Over the last dozen years, the view from Gemima Mukashyaka’s small coffee garden in the lush emerald-green hills of southwestern Rwanda has changed.
In 1994, after the genocide that killed 800,000 people, it was a site of devastation, chaos and abandonment. Five years ago, when worldwide coffee prices spiraled downward, her neighbors in the densely populated region near Butare were uprooting their coffee trees and planting quick-growing food crops to survive.
But today, there is a clean coffee processing station nearby, and sprouted around it are two restaurants, a pharmacy, a bank, six hair salons, and just last week, the village’s first Internet cafe.
“My coffee gave me hope for a better future,” Mukashyaka, 29, said. At last harvest, her coffee, sold through a farmers’ cooperative to a roaster of premium coffee in the US, fetched three times the price it did five years ago.
Rwanda, a tiny East African country recently rent by a famously savage civil war, has found hope in that most colonial of crops: coffee. By riding booming demand in the developed world for specialty brews — and to a certain extent by turning its own challenges to its advantage — Rwanda has made premium-coffee growing a national priority. That has not only brought in a trickle of money to a country with little else to trade, but provided a stage on which one-time blood enemies can reconcile their terrible history.
“By improving the quality of their coffee, about 40,000 of Rwanda’s 500,000 coffee farmers have at least doubled their incomes,” said Kevin Mullally, who runs the office of the US Agency for International Development, or AID, in Kigali, the Rwandan capital. “Coffee has played a crucial role in the positive changes in Rwanda.”
Since 2001, AID has invested US$10 million in helping Rwandans improve the quality of their coffee, mainly by providing farmers’ cooperatives and small entrepreneurs with financing for washing stations and training in their use. The Rwanda government’s goal is to make all coffee produced in the country specialty coffee by next year.

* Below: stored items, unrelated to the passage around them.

PR #642, opened 2017-12-20
Remove unused Grunt config and document the rest

localjo:
Part of #503 

- [ ] Clean up build scripts
- [ ] Update both development and production build scripts
- [ ] Re-enable watch tasks for build scripts and tests


localjo:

At the washing stations, or wet mills, farmers clean, sort, pulp and dry coffee cherries — the bright red berrylike fruit produced by coffee trees. Then the beans, or seeds, that they contain can be sold to the lucrative specialty market, where demand and prices remain relatively high even when conventional coffee prices dip.

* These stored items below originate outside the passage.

PR #647, opened 2017-12-28
Update build scripts

localjo:
- [x] Makes new build scripts work in production
- [x] Enables watch tasks for development (command: `npm run watch`)
- [x] Other build script improvements

Also, fixes #402

PR #648, opened 2018-01-02
Modularize natural events

localjo:
This is based on `update-build-scripts` (#647) which should be merged first.

This PR modularizes the natural events feature.

### DIFF
--- a/web/js/naturalEvents/request.js
+++ b/web/js/naturalEvents/request.js
@@ -1,17 +1,18 @@
-var wv = wv || {};
-wv.naturalEvents = wv.naturalEvents || {};
-/**
- * @module wv.naturalEvents.request
- */
-wv.naturalEvents.request = wv.naturalEvents.request || function (models, ui, config) {
+import $ from 'jquery';
+import orderBy from 'lodash/orderby';
+import uniqBy from 'lodash/uniqby';
+
+import util from '../util/util';
+
+export default function naturalEventsRequest (models, ui, config) {
   var self = {};
-  self.events = wv.util.events();
+  self.events = util.events();
 
   self.EVENT_QUERY_RESULTS = 'queryResults';
   self.EVENT_SELECT = 'select';
 
   self.apiURL = config.features.naturalEvents.host;
-  var querySuccessFlag = false;
+  self.querySuccessFlag = false;
   var model = models.naturalEvents;
   self.ignored = config.naturalEvents.skip || [];
   model.data = {};
@@ -23,7 +24,7 @@ wv.naturalEvents.request = wv.naturalEvents.request || function (models, ui, con
 
   var onQueryResults = function () {
     if (model.data.sources && model.data.types && model.data.events) {
-      querySuccessFlag = true;
+      self.querySuccessFlag = true;
 
       // Remove types and events for ignored event categories
       var removeIgnoredItems = function (item) {
@@ -43,16 +44,16 @@ wv.naturalEvents.request = wv.naturalEvents.request || function (models, ui, con
 
       // Sort event geometries by descending date
       model.data.events = model.data.events.map(function (e) {
-        e.geometries = _.orderBy(e.geometries, 'date', 'desc');
+        e.geometries = orderBy(e.geometries, 'date', 'desc');
         // Discard duplicate geometry dates
-        e.geometries = _.uniqBy(e.geometries, function (g) {
+        e.geometries = uniqBy(e.geometries, function (g) {
           return g.date.split('T')[0];
         });
         return e;
       });
 
       // Sort events by descending date
-      model.data.events = _.orderBy(model.data.events, function (e) {
+      model.data.events = orderBy(model.data.events, function (e) {
         return e.geometries[0].date;
       }, 'desc');
 
--- a/web/js/naturalEvents/request.js
+++ b/web/js/naturalEvents/request.js
@@ -1,6 +1,6 @@
 import $ from 'jquery';
-import orderBy from 'lodash/orderby';
-import uniqBy from 'lodash/uniqby';
+import lodashOrderBy from 'lodash/orderby';
+import lodashUniqBy from 'lodash/uniqby';
 
 import util from '../util/util';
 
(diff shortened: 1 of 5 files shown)


web/js/naturalEvents/ui.js
```diff
@@ -1,12 +1,21 @@
-var wv = wv || {};
-wv.naturalEvents = wv.naturalEvents || {};
-
-wv.naturalEvents.ui = wv.naturalEvents.ui || function (models, ui, config, request) {
-  var self = {}, eventVisibilityAlert, $footer, view;
+import $ from 'jquery';
+import find from 'lodash/find';
```
ZachTRice: We should use `loFind`, `loEach`, etc. as the rest of the codebase is using the `lo` notation. `each`, `find`, etc. are ambiguous keywords that are used by many libraries (lodash, jquery, underscore, etc). It is hard to tell when looking at the code whether a jQuery `each` is being used or a lodash `each` is being used. So regardless of what we call these, it is important to namespace to differentiate them.

localjo: I strongly disagree with that naming convention for a few reasons;
1) It gets confusing in many cases, like [when we have `loValues`](https://github.com/nasa-gibs/worldview/pull/651/files#diff-cd08152820a4d6135bd017b13a0f6f9aR101). Is the function determining low values of it's input?
2) The `lo` abbreviation is ambiguous. It's not clear at all that `lo` is referring to `lodash` except because it's in our recent memory. Future developers, and probably even future us, won't remember what the abbreviation stands for. If we're going to use a prefix, we should use the whole prefix `lodashFind`, etc. Again, what is a future developer going to think when they see a line that says `loValues(someObject)`?
3) Using the same function name that the library uses makes it easier to find/replace that function across the code base, making it easier to refactor and track down where a dependency is used.
4) A function name should describe what the function does, so that the intention of the code is clearly communicated without the developer needing to look up a function definition or library documentation. I can read a line of code that says `find(layers, { 'projection': 'geographic' })` and understand that it's going to find layers with a geographic projection without looking up the function definition or documentation. But if I see a line that says `loMap(layers, id)` it's really a lot more difficult to intuit that it's mapping layers to their IDs. Again, when a future developer or potential open source contributor sees this, they're not going to intuitively understand that `lo` refers to `lodash`.
5) It's really easy to look up a function definition in a file. When you see a function, and you don't know what it does, you probably do `ctrl+f` and search for the function name or right click and choose "Go to Declaration" and find the function definition instantly. If you see `each(layer, renderLayer)` and you aren't sure what `each()` does, but it would take you two seconds to find out that `import each from 'lodash/each';` is at the top of the file.

If you really think it's confusing, we can create a parent object at the top of the file and do something like this;
```
import each from 'lodash/each';
import find from 'lodash/find';
var _ = {
  each: each,
  find: find
};
```

I'd even settle for `lodashEach` and `lodashFind` if you guys insist, but cryptic abbreviated prefixes do not make good variable names.

Either way, our PRs up to this point are using inconsistent naming patterns, so I think we should address this in a cleanup pass on the main module loaders PR.

ZachTRice: 1) I don't think #1 is really an issue but I see the point you are trying to make.  
2) Counter argument to your point here is that `ol` is ambiguous naming but we know that this is openlayers. Is it only ok to use this abbreviated naming when the original author decides to use it? 
3) I disagree completely with this statement. It is much harder to find and replace `each` or `find` in the codebase because it is used by many libraries and can be found within other words like `forEach`, search `loEach`, I can get every instance of that. As I said, it doesn't matter what we namespace this as, whether that is `lodashEach` or `loEach`, we should namespace it somehow so that we can search the entire codebase for exactly what we want.
4) The function is being described what it does but it needs to be namespaced somehow to make it unique.. ideally it would be `_.[name]`, `lo.[name]`, or `lodash.[name]`.
5) "it would take you two seconds to find out that `import each from 'lodash/each';` is at the top of the file.", as would `import loEach from 'lodash/each';` but it is much harder to do what you first suggested and ctrl-f `each` compared to `loEach` because there will potentially be many other matching artifacts throughout the file since `each` is a generalized word that can be used all over the place.

How are these naming conventions any different? Do you consider these cryptic? It is not as though openlayers wants your to just import `feature` or `style`, they namespace. And they name space using a shorter version of `openLayers` so you aren't typing something like `openLayersGeomPolygon`.
+import olExtent from 'ol/extent';
+import OlFeature from 'ol/feature';
+import OlStyleStyle from 'ol/style/style';
+import OlStyleStroke from 'ol/style/stroke';
+import OlLayerVector from 'ol/layer/vector';
+import OlSourceVector from 'ol/source/vector';
+import OlGeomPolygon from 'ol/geom/polygon';

Also, I don't think our PRs have much inconsistency as it stands; just this one library has been a pain point and I'd like to come to a consensus on it.

I would compromise and use `lodashEach`. My main concern is making the names unique in some way so you can search the whole codebase and find what you need. simply using `each` or `find`, doesn't allow you to do that.

localjo: I'm not a big fan of the `ol` prefix either. I'd prefer to just use the native names of `Polygon`, `Vector`, etc. But at least `ol` is the name of the package (you do `npm install ol`), which I think makes it a little more intuitive.

Let's use `lodashEach`, etc. I think that's a reasonable compromise. @Benjaki2 What do you think?

ZachTRice: "But at least ol is the name of the package (you do npm install ol), which I think makes it a little more intuitive.", 

I agree with that statement. And that pushes me towards using `lodash`. I think that is a good argument. I like `lo` because it is short and intuitive _to me_ but 4 extra characters isn't much more to type if it is going to make the code more clear for other developers.

web/js/naturalEvents/ui.js
```diff
@@ -251,12 +259,11 @@ wv.naturalEvents.ui = wv.naturalEvents.ui || function (models, ui, config, reque
 
     if (event.geometries.length > 1) {
       var eventIndex = 0;
-      _.each(event.geometries, function (geometry) {
-        eventIndex++;
+      lodashEach(event.geometries, function (geometry) {
+        eventIndex = eventIndex + 1;
```
ZachTRice: Keep looking at this line wondering why this changed?

web/js/naturalEvents/request.js
```diff
@@ -1,17 +1,18 @@
...
   var self = {};
-  self.events = wv.util.events();
+  self.events = util.events();
 
   self.EVENT_QUERY_RESULTS = 'queryResults';
   self.EVENT_SELECT = 'select';
 
   self.apiURL = config.features.naturalEvents.host;
-  var querySuccessFlag = false;
+  self.querySuccessFlag = false;
```
ZachTRice: Why is this set to `self.querySuccessFlag` now?

ZachTRice:
Approving this but added some questions about a couple changes you made.

web/js/naturalEvents/ui.js
localjo: The linter didn't like `eventIndex++`, but `eventIndex = eventIndex + 1` is the same thing, and the linter doesn't complain.

web/js/naturalEvents/request.js
localjo: The linter was complaining that `querySuccessFlag` wasn't being used, even though it's used around line 26/27. Attaching it to the `self` object instead fixes the linter error and behaves the same way.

The big canned coffee companies currently pay about US$2.20 a kilogram for C-grade coffee beans, while the higher-grade specialty coffees preferred by Starbucks, Green Mountain and other chains generally fetch about $3.30 a kilogram or more. In Rwanda, premium roasters will pay as much as $7.70 a kilogram for the best beans.
When these prices are paid to cooperatives, instead of to private dealers, the profits go directly to farmers, 20 percent of whom are widows and orphans because of the genocide. In the US, specialty coffee has generally accounted for 15 percent of the market, but 40 percent of the revenue (currently US$11 billion, up from US$7.6 billion in 2000), so roasters are eager to develop relationships with cooperatives that can deliver consistently high-quality coffee.
Rwanda is still a desperately poor country, with a per-capita economic output of only US$1,500. Sixty percent of Rwandans live below the poverty line, and even though 90 percent are engaged in subsistence agriculture food production has not kept pace with the population growth. Rwanda is a landlocked country that is the most densely populated in Africa, 8.6 million people in an area slightly smaller than Maryland. The country has few natural resources.